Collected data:
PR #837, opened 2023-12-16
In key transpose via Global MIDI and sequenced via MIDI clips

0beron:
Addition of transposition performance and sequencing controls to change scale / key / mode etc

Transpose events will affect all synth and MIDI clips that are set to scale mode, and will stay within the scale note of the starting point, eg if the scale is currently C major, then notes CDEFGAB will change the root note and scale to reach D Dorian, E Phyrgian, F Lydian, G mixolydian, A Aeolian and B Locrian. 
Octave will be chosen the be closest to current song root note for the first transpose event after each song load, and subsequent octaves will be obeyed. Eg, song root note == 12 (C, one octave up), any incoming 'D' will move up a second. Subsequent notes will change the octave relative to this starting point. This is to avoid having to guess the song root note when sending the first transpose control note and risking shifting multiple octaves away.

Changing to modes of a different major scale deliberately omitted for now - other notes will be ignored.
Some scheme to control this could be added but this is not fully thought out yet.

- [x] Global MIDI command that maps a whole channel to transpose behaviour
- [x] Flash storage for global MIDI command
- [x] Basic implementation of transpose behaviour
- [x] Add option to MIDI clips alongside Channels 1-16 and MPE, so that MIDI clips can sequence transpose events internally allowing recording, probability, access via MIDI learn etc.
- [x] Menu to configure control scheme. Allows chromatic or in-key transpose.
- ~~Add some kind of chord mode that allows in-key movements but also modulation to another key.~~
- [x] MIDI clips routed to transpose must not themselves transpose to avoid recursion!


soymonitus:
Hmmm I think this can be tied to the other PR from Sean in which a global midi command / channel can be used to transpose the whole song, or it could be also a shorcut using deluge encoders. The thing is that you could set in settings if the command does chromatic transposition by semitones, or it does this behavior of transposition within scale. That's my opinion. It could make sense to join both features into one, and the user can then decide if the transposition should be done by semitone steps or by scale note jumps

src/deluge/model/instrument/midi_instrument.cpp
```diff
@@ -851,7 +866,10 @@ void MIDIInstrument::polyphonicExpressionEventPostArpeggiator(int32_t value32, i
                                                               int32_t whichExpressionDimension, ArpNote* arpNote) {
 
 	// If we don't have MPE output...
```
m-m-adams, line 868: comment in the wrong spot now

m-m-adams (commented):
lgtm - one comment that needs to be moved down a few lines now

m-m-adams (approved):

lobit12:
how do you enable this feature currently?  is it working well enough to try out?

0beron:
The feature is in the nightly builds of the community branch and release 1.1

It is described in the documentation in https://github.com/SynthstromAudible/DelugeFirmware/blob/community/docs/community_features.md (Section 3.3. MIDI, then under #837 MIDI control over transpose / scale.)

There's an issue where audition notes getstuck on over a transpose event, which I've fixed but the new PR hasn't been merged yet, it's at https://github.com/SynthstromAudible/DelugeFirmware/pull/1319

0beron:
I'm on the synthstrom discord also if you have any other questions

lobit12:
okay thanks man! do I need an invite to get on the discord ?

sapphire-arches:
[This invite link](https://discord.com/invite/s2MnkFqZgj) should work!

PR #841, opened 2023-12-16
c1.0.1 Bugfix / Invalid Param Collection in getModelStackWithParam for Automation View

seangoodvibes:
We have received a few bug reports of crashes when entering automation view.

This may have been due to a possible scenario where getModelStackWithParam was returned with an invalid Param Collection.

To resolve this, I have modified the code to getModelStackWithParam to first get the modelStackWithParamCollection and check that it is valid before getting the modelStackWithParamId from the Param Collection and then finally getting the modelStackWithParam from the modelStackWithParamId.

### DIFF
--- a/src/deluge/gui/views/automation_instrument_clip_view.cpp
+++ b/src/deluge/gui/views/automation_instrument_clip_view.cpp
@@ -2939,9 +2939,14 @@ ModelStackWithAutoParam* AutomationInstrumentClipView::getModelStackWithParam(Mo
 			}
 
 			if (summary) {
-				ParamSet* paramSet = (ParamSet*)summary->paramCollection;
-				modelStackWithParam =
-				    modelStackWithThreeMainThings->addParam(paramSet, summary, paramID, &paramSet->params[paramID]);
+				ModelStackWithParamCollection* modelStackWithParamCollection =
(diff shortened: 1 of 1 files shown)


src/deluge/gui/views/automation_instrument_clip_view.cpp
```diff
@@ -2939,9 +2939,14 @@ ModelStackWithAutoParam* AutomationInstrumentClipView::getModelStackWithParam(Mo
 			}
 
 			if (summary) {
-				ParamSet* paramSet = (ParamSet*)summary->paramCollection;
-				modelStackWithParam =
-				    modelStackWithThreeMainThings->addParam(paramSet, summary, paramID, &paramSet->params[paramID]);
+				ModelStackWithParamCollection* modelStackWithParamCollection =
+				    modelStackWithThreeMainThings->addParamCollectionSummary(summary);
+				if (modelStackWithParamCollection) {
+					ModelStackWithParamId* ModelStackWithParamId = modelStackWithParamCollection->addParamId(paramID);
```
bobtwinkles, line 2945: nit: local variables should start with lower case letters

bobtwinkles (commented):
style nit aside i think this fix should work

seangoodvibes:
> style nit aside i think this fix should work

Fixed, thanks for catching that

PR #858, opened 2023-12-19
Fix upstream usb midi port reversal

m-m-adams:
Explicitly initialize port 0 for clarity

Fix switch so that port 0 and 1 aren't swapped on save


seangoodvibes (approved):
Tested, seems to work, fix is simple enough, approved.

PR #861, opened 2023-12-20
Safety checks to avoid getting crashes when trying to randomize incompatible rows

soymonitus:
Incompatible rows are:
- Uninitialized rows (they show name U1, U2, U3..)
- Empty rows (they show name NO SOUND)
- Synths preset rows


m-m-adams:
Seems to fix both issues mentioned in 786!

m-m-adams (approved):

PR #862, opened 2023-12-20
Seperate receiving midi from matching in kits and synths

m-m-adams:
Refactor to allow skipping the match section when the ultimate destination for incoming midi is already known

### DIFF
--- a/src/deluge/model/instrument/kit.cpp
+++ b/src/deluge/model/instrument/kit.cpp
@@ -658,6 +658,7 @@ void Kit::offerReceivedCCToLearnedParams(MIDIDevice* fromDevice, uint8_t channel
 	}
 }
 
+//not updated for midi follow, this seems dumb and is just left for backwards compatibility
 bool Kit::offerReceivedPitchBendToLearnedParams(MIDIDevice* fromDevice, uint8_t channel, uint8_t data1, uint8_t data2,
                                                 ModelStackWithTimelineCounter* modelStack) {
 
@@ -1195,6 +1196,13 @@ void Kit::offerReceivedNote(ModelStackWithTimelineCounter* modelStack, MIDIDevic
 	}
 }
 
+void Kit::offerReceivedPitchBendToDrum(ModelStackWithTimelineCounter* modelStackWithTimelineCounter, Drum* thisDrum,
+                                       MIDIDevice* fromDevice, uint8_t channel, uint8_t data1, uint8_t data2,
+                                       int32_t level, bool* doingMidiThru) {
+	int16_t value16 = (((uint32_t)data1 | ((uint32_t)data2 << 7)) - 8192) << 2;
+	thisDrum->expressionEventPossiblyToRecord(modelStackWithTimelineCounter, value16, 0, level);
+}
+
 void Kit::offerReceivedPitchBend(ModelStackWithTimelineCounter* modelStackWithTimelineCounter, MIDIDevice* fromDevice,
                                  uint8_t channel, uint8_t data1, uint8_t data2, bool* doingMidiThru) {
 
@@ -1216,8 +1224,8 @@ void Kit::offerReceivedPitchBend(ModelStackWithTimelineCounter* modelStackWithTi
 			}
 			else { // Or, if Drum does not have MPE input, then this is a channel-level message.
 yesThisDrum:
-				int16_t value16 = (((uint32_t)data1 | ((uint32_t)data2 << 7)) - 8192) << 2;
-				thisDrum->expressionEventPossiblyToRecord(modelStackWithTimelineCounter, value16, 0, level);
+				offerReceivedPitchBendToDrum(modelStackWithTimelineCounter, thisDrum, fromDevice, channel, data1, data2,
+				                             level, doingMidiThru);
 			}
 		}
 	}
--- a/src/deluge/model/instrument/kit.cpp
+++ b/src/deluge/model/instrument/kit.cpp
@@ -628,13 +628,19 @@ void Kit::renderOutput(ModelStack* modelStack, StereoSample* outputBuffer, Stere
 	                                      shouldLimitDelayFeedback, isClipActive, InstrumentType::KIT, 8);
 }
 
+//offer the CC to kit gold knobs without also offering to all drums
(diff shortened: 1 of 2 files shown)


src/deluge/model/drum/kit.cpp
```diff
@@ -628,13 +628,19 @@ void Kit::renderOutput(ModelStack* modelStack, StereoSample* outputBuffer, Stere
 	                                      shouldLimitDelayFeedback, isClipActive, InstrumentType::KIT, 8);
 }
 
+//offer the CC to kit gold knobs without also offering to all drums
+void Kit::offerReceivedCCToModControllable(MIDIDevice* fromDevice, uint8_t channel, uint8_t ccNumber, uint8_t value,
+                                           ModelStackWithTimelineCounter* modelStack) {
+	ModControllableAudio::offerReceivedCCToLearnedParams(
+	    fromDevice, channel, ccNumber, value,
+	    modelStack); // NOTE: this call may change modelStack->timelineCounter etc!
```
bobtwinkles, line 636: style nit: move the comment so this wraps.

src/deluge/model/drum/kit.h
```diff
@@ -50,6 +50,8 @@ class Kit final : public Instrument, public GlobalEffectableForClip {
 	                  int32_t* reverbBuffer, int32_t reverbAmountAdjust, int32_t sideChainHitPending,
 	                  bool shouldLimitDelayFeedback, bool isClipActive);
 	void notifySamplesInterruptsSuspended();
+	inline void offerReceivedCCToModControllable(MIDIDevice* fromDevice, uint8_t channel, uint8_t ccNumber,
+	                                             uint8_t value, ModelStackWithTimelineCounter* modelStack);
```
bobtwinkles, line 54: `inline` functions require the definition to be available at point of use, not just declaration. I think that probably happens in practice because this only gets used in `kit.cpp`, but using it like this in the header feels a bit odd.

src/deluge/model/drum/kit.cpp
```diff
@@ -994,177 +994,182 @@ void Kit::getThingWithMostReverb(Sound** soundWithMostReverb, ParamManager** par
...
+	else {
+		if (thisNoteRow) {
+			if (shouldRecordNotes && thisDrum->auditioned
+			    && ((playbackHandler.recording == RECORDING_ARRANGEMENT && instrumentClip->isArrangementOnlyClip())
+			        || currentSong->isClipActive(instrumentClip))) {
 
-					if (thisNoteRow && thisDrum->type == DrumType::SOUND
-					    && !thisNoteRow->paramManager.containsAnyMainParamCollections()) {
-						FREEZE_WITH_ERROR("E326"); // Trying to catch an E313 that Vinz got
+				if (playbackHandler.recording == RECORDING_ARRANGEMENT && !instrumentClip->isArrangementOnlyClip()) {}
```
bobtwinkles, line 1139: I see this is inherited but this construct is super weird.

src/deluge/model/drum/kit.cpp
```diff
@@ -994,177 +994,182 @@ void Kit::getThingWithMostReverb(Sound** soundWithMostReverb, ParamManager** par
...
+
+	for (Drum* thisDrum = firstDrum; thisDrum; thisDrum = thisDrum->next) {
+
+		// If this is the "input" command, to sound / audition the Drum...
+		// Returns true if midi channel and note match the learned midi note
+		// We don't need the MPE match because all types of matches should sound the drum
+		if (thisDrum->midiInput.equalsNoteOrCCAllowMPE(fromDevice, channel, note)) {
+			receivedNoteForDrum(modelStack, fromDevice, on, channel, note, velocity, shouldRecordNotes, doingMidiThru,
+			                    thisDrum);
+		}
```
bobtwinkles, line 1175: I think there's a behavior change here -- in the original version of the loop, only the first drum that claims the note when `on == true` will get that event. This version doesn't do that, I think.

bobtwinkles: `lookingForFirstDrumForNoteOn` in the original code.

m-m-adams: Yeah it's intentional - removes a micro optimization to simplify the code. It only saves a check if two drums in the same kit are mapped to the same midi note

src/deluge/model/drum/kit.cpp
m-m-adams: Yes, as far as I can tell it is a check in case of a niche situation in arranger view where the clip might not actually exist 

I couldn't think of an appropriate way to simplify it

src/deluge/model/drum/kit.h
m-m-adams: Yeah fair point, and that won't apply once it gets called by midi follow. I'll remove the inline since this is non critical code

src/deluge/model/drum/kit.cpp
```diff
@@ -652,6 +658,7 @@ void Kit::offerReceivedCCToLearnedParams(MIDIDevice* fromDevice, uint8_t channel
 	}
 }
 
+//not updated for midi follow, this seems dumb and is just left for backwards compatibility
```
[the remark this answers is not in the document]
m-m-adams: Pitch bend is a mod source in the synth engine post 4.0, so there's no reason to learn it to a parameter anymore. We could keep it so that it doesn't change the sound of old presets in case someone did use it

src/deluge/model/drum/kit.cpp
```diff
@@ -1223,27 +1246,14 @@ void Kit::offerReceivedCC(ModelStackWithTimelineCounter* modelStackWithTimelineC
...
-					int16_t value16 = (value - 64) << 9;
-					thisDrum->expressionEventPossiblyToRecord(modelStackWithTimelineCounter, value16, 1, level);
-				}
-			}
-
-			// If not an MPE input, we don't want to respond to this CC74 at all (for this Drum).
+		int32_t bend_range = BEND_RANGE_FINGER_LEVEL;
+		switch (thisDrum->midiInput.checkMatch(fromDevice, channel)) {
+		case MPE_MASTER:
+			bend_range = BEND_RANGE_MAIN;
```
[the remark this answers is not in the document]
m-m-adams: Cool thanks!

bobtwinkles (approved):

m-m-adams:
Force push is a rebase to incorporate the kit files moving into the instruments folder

Task goal
Copy, from the data above, every line where the word "files" appears.

Solution
(diff shortened: 1 of 1 files shown)
(diff shortened: 1 of 2 files shown)
Force push is a rebase to incorporate the kit files moving into the instruments folder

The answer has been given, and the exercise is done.